Synthesis of novel conjugated benzofuran-triazine derivatives: Antimicrobial and in-silico molecular docking studies
Zahra Riyahi,
Parvin Asadi,
Farshid Hassanzadeh,
Elahe Khodamoradi,
Alexa Gonzalez,
Mahmood Karimi Abdolmaleki
Affiliations
Zahra Riyahi
Department of Chemistry, Shahreza Branch, Islamic Azad University, P.O. Box 311-86145, Shahreza, Isfahan, Iran
Parvin Asadi
Department of Medicinal Chemistry, School of Pharmacy and Pharmaceutical Sciences, Isfahan University of Medical Sciences, Isfahan, 81746-73461, Iran; Isfahan Pharmaceutical Sciences Research Center, Isfahan University of Medical Sciences, Isfahan, Iran; Corresponding author.
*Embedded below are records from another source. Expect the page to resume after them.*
PR #521, opened 2026-09-20
fix(forge-core/mcp): path-aware OAuth discovery (RFC 8414 §3.1 / RFC 9728 §3.1)

initializ-mk:
Split out of #518 (per review) — a general OAuth-discovery correctness fix, independent of the CLI standalone-login flag.

## Problem
`wellKnown` built the metadata URL off the issuer **origin only**, dropping any path. But an authorization server whose issuer carries a path — e.g. an Auth0/Atlassian tenant like `https://auth.atlassian.com/<TENANT>` — publishes its metadata (including `registration_endpoint`) at the **path-aware** well-known:
`https://auth.atlassian.com/.well-known/oauth-authorization-server/<TENANT>`, **not** the origin root. Origin-only lookup fetched the root AS metadata (no `registration_endpoint`), so DCR failed with *"advertises no registration_endpoint"* even though the server fully supports it.

Verified live against Atlassian's remote MCP:
```
forge mcp login atlassian-read --url https://mcp.atlassian.com/v1/mcp/authv2
# before: mcp: protocol error: server advertises no registration_endpoint …
# path-aware AS meta …/.well-known/oauth-authorization-server/<TENANT> → 200, registration_endpoint present
```

## Fix
- `wellKnown` → `wellKnownURLs`: returns candidates in priority order — **path-aware** (RFC 8414 §3.1 / RFC 9728 §3.1 insert the well-known segment before the issuer path) then **origin-rooted** (issuers without a path; back-compat). `openid-configuration` also gets the OIDC path-suffix form.
- `discoverAuthServer` and `discoverProtectedResource` iterate the candidates.
- `TestWellKnown` → `TestWellKnownURLs` covers path-aware + origin ordering (and query stripping).

## Impact
Fixes DCR against **any path-scoped authorization server** (Atlassian remote MCP being the flagship) — for every `forge mcp login` path (forge.yaml and standalone alike), not just the CLI flag from #518. Back-compatible: origin-rooted issuers still resolve (tried after the path-aware form).

Full `forge-core/mcp` suite + gofmt green.


initializ-mk (commented):
## Self-review — verified against source ✅ LGTM

Reviewed both changes in depth; both are correct and well-tested. Posting as a COMMENT with an explicit LGTM (GitHub blocks a formal self-approve on an own PR — a second reviewer's approval is still required by branch protection).

**1. Path-aware discovery (`wellKnownURLs`) — correct per RFC 8414 §3.1 / RFC 9728 §3.1.** Path issuer → infix `origin/.well-known/<name>/<path>` first, then origin fallback; `openid-configuration` also gets the OIDC suffix form; no-path issuers stay origin-only (back-compat); query/fragment dropped; candidates de-duped. `TestWellKnownURLs` covers no-path / trailing-slash / path+query / multi-segment. Fixes DCR against path-scoped AS (Atlassian), verified live.

**2. Public-vs-confidential by `token_endpoint_auth_method` — security-sound.** Decides from the REGISTERED method, not the presence of a secret: `method=none` + vestigial secret → accept (Auth0/Atlassian); secret + non-"none" **including unstated** (`""`) → fail closed. Crucially the secret is a local var — the persisted `oauthRegistration` has no secret field, so it's never persisted or sent (PKCE remains the auth). #320 finding 1 holds. Tested both directions (`TestResolveOAuthConfig_PublicClientWithVestigialSecret` + the confidential fail-closed mock).

Identity clean (`mk@initializ.io`); CI 14/14.

One documentation note inline (non-blocking).

**Verdict: LGTM** — clean, correct, well-tested. Needs a second reviewer to satisfy branch protection.

forge-core/mcp/oauth_discovery.go
```diff
@@ -139,18 +139,22 @@ func (f *OAuthFlow) resolveOAuthConfig(ctx context.Context, name string, cfg OAu
...
+		// We request a public PKCE client (token_endpoint_auth_method=none) and
+		// never persist or send a secret (#320 finding 1). Decide public vs
+		// confidential from the REGISTERED method, not the mere presence of a
+		// secret: some AS (Auth0/Atlassian) honor "none" — a genuinely PUBLIC
+		// client whose token endpoint needs no secret — yet still echo a
+		// vestigial client_secret, which we safely ignore. Only when the AS
+		// actually registered a CONFIDENTIAL client (a secret AND a method that
+		// isn't "none", including an unstated method) do we fail closed: Forge
+		// can't authenticate it and won't half-register.
+		if clientSecret != "" && authMethod != "none" {
```
initializ-mk, line 156: **Note — LOW (documentation):** this relaxes the #320 fail-closed boundary — `registerClient` now returns `token_endpoint_auth_method` and a public client that echoes a vestigial `client_secret` is accepted (previously any secret → refuse). The behavior is correct and the secret is never persisted, but the PR title/body describe **only** the path-aware discovery fix and don't mention this security-boundary change. Please add a line to the PR body (and ideally the commit message) covering the token_endpoint_auth_method relaxation, so reviewers and future security auditors see it. Both changes are legitimately needed for the Atlassian DCR flow — just make the second one visible.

Department of Medicinal Chemistry, School of Pharmacy and Pharmaceutical Sciences, Isfahan University of Medical Sciences, Isfahan, 81746-73461, Iran.
Farshid Hassanzadeh
Department of Medicinal Chemistry, School of Pharmacy and Pharmaceutical Sciences, Isfahan University of Medical Sciences, Isfahan, 81746-73461, Iran
Elahe Khodamoradi
Department of Pharmaceutical Biotechnology, School of Pharmacy and Pharmaceutical Sciences, Isfahan University of Medical Sciences, Isfahan, Iran
Alexa Gonzalez
Department of Nursing, Texas A&M International University, Laredo, TX 78041, USA
Mahmood Karimi Abdolmaleki
Department of Physical and Environmental Sciences, Texas A&M University-Corpus Christi, 6300 Ocean Drive, Corpus Christi, TX 78412, USA; Corresponding author.
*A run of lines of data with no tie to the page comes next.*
PR #520, opened 2026-09-20
feat(gateway): native OIDC token acquisition — client_credentials + auth_code (#490)

initializ-mk:
Slice 2 of #455 (#490). Slice 1 (#464, merged) acquired the gateway token via an external `api_key_helper`; this adds forge doing the **OAuth/OIDC flow itself** — a native alternative credential source on the same gateway settings + cache + overlay.

## Grants
- **`client_credentials`** (headless / CI) — mints from `token_url` (or `issuer`-discovered) with `client_id` + `client_secret_env` + `scopes`; no browser. The overlay acquires + re-mints on expiry automatically → deployed agents need no interactive step. **Closes the "headless client_credentials, no prompt" acceptance criterion.**
- **`auth_code`** (interactive) — `forge auth login` opens a browser (auth-code + PKCE via the existing `oauth.Flow` loopback callback), caches the token **with its refresh token**; the overlay refreshes silently on expiry and never opens a browser mid-run (else it tells you to run `forge auth login`). **Closes the "auth_code first-use" acceptance criterion.**

## What's in it
- **settings** `ModelGateway.OIDC` (`grant | issuer | authorize_url | token_url | client_id | client_secret_env | scopes`) + `Validate()` + merge propagation. Secret is **env-only** (`client_secret_env`) — never stored in settings; `auth_code` is a public PKCE client and needs none. Endpoints via explicit URLs or `issuer`'s `/.well-known/openid-configuration`.
- **runtime** `gateway_oidc.go` — `EnsureGatewayOIDCToken` (overlay), `LoginGatewayOIDC` (interactive), well-known discovery, cache keyed by `GatewayOIDCCredKey(oidc)` in the shared encrypted/`0600` oauth store. Reuses `oauth.ClientCredentialsTokenCtx` / `RefreshTokenCtx` / `Flow` / `ParseJWTExp`.
- **guardrail (#455):** the OIDC flow **refuses `api.anthropic.com`** (that API is x-api-key, not OAuth). An IdP-fronted anthropic gateway (a different host) is allowed.
- **overlay** (`applyGatewaySettings`): `api_key_helper` takes precedence; else OIDC. Trusted-layer resolution unchanged (checked-in project layer excluded).
- **CLI**: `forge auth login`/`status`/`logout` now cover both helper and OIDC gateways.

## Tests
[...]

PR #522, opened 2026-09-20
feat(cli): gate the surface optimizer behind settings (On disabled unless enabled)

initializ-mk:
## What

In the bare-`forge` surface → **Claude Code** flow, the optimizer chooser previously let the user select **On** even with nothing enabling it. Now **On is shown first but disabled/unselectable** unless a forge settings layer enables it.

## Why

Enabling the optimizer routes Claude Code through a local proxy by rewriting **`ANTHROPIC_BASE_URL`**. Under **enterprise-managed Claude Code settings**, that value can't be changed by us — it must come through managed settings. So the optimizer must be **opt-in** (and not merely default-off): it should be visible but unselectable until a user/managed settings layer turns it on.

## Changes

- **New setting `optimizer.enabled`** — `OptimizerSettings.Enabled *bool` (tri-state: unset → off) in the layered settings system (`forge-core/settings`). `Settings.OptimizerEnabled()` returns the effective value; it merges as a **scalar (highest layer wins)**, so a **managed** layer is the enterprise-approved enablement path.
- **`SingleSelect` disabled items** — opt-in `Disabled bool` on `SingleSelectItem`: dimmed (`⊘`), skipped by up/down navigation, never the initial cursor, and not an enter/`SelectByValue` target. Defaults false, so the init wizard is unaffected.
- **`ChooseOptimizer`** keeps **On as the first option** but renders it **disabled** (with "enable via forge settings `optimizer.enabled: true`") when settings don't enable it — the user can't select it, and Off is the default. When settings enable it, On is selectable and preselected.
- **`runSurface`** resolves the setting and passes it into the chooser.

## Enable it

```jsonc
// ~/.forge/settings.json (user) — or the managed settings layer (enterprise)
{ "optimizer": { "enabled": true } }
```

## Testing

- Unit: `OptimizerEnabled()` tri-state + `Resolve` merge (managed-enable wins, user-enable survives unset managed); `SingleSelect` disabled init-cursor / navigation-skip / unselectable-enter / `SelectByValue`-skip; enabled items unaffected.
- **Live PTY**: with no settings, **On is first but disabled (`⊘`)** and the cursor can't move onto it (stays on Off); with `optimizer.enabled: true`, On is selectable and preselected.
- `golangci-lint` v2.10.1 (forge-core + forge-cli) — 0 issues; forge-cli 19 packages pass; gofmt clean.


forge-cli/cmd/surface.go
```diff
@@ -47,7 +48,15 @@ func runSurface(cmd *cobra.Command, _ []string) error {
 			_, _ = fmt.Fprintf(out, "  Claude Code isn't on your PATH — using forge native instead.\n\n")
 			return runNativeSurface(cmd, color)
 		}
-		useOpt, ok, err := surface.ChooseOptimizer(os.Stdin, out, color)
+		// The optimizer is OFF by default; a forge settings layer (user or
+		// enterprise-managed) opts it in. It rewrites ANTHROPIC_BASE_URL, which
+		// can't be forced under enterprise-managed Claude Code, so enablement must
+		// come through settings.
+		defaultOptimizer := false
+		if set, sErr := settings.Load(settings.LoadOptions{}); sErr == nil {
```
initializ-mk: **Requesting change — MEDIUM (trust boundary): resolve `optimizer.enabled` from trusted layers only.** `settings.Load(LoadOptions{})` resolves ALL layers, and `LoadAllLayers` falls back to `os.Getwd()` for an empty `WorkingDir`, so it reads `LayerProject` from the current repo's `.forge/settings.json`. A **hostile cloned repo** can therefore ship `{"optimizer":{"enabled":true}}` and make "On" selectable + **preselected**.\n\nEnabling the optimizer rewrites `ANTHROPIC_BASE_URL` (routes Claude Code through the local proxy, which sees all prompt context) — the exact "redirect base_url via checked-in settings" class the gateway boundary already guards: `settings.TrustedGatewayLayers` deliberately excludes `LayerProject` (the #464 HIGH). This PR's own rationale frames enablement as user/managed only.\n\nSuggest: `layers, _ := settings.LoadAllLayers(settings.LoadOptions{}); set := settings.Resolve(settings.TrustedGatewayLayers(layers))` (or an analogous trusted resolve) so only user/CLI/project-local/managed can enable it. Severity is MEDIUM (not HIGH) because the chooser is interactive — a repo can only preselect On, not auto-accept — but it's a real consent-nudge and inconsistent with the established trust boundary. A test with a project-layer `optimizer.enabled:true` asserting it does NOT enable would lock it in.

initializ-mk (commented):
## Self-review — verified against source ✅ one requested change

Reviewed the settings gate, the chooser, and the TUI disabled-item logic; posting as a COMMENT (own PR) with one MEDIUM trust-boundary change.

**Verified good:**
- Settings tri-state (`Enabled *bool`, nil→off), `OptimizerEnabled()`, and `mergeBoolPtr` (highest layer wins → managed = enterprise enable/force-disable). Fail-safe: a settings load error leaves the optimizer OFF.
- TUI disabled items: `firstSelectable` initial cursor, `nextSelectable` skip both directions, `enter` guard, `SelectByValue` ignores disabled, dimmed `⊘` render — with a dedicated test file. Correct and comprehensive.
- Chooser: On first but disabled/unselectable unless enabled; Off default; enabled → On selectable + preselected.

**MEDIUM (trust boundary)** — see inline: the gate honors the untrusted checked-in project layer, so a hostile cloned repo can preselect/enable the optimizer (which rewrites `ANTHROPIC_BASE_URL`).

Plus one tiny non-blocking nit inline.

forge-cli/internal/tui/components/single_select.go
```diff
@@ -59,6 +63,29 @@ func NewSingleSelect(items []SingleSelectItem, accentColor, primaryColor, second
 			Padding(0, 1),
 		kbd: kbd,
 	}
+	s.cursor = s.firstSelectable()
+	return s
+}
+
+// firstSelectable returns the index of the first non-disabled item, or 0.
+func (s SingleSelect) firstSelectable() int {
```
initializ-mk, line 74: **Nit (non-blocking):** if EVERY item is disabled, `firstSelectable` returns 0 (a disabled row), navigation can't move off it (`nextSelectable` returns cur), and `enter` is guarded — so the list deadlocks (only cancel works). Not reachable here ("Off" is always enabled), but worth a guard or a documented precondition if `SingleSelect` gets reused with a fully-disabled set.

initializ-mk:
Addressed both.

**MEDIUM (trust boundary) — FIXED.** `runSurface` now resolves `optimizer.enabled` from **trusted layers only**: `settings.Resolve(settings.TrustedGatewayLayers(settings.LoadAllLayers(...)))`. That drops `LayerProject` (the checked-in `.forge/settings.json`), so a hostile cloned repo can't enable/preselect the optimizer — same base_url-redirect boundary as the model gateway (#464). Trusted layers (user / project-local / CLI / managed) still enable it. Locked in with `TestOptimizerEnabled_ProjectLayerIsUntrusted` (project layer honored by a full resolve but NOT by the trusted resolve; user/managed/project-local do enable). Verified live via PTY: a checked-in `.forge/settings.json{optimizer.enabled:true}` leaves On disabled; `.forge/settings.local.json` enables it.

**Nit (all-disabled deadlock) — documented.** Added a PRECONDITION on `SingleSelectItem.Disabled`: at least one item must be enabled (a fully-disabled list deadlocks — only cancel works). Not reachable here (Off is always enabled).

0 lint issues (forge-core + forge-cli); 19 packages pass; gofmt clean.

initializ-mk (commented):
## Closing re-review — head `0a8c2fdcd` ✅ LGTM

Verified across the fix commit, the docs commit, and the merge from main.

**Requested change (MEDIUM trust boundary) — resolved and merge-safe:**
- `runSurface` resolves via `settings.Resolve(settings.TrustedGatewayLayers(layers)).OptimizerEnabled()`, excluding the checked-in `LayerProject` — a hostile cloned repo can no longer enable the optimizer (which rewrites `ANTHROPIC_BASE_URL`). Fail-safe-off preserved.
- `TestOptimizerEnabled_ProjectLayerIsUntrusted` locks it in both directions (project layer excluded via the trusted resolve; user/managed/project-local still enable).
- Nit (all-disabled `SingleSelect`) addressed via a documented precondition.

**Merge from main is clean:** `settings.go` was the only shared merge point (this PR's `OptimizerSettings` + main's #520 `ModelGatewayOIDC`) and **both survived intact**; the surface gate, chooser, TUI disabled-item logic, and the security test are all present on the merged head. No regression.

**Also verified originally:** settings tri-state + highest-layer-wins merge (managed = enterprise path), fail-safe-off, and the full disabled-item behavior (init cursor / nav skip / enter guard / SelectByValue skip / dimmed render).

_Optional, non-blocking: `TrustedGatewayLayers` is now used by both the gateway and the optimizer — the name is gateway-specific but the behavior is generic ("drop the checked-in project layer"); a rename to `TrustedLayers` might read better if more callers adopt it._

Two new developments of antibacterial agents, a series of benzofuran-triazine based compounds (8a-8h) were designed and synthesized. The derivatives were prepared through conventional chemical reactions and structurally characterized with FT-IR, 1H and 13C NMR techniques. The antibacterial activity of the synthesized derivatives was assessed against gram-positive bacterial strains (Bacillus subtilis, and Staphylococcus aureus) and gram-negative bacterial strains (Salmonella entritidis and Escherichia coli). Compound 8e, with the MIC value of 125-32 μg/μl against all the examined strains of bacteria, was the most active antibacterial compound. The synthesized derivatives were also studied for docking to the binding sites of dihydrofolate reductase (DHFR) receptor which has a key role in drug resistance associated with bacterial infections. The synthesized compounds showed good interaction with the targets through hydrogen bonding and hydrophobic interactions. According to antibacterial and docking studies, compound 8e could be introduced as a candidate for development of antibacterial compounds.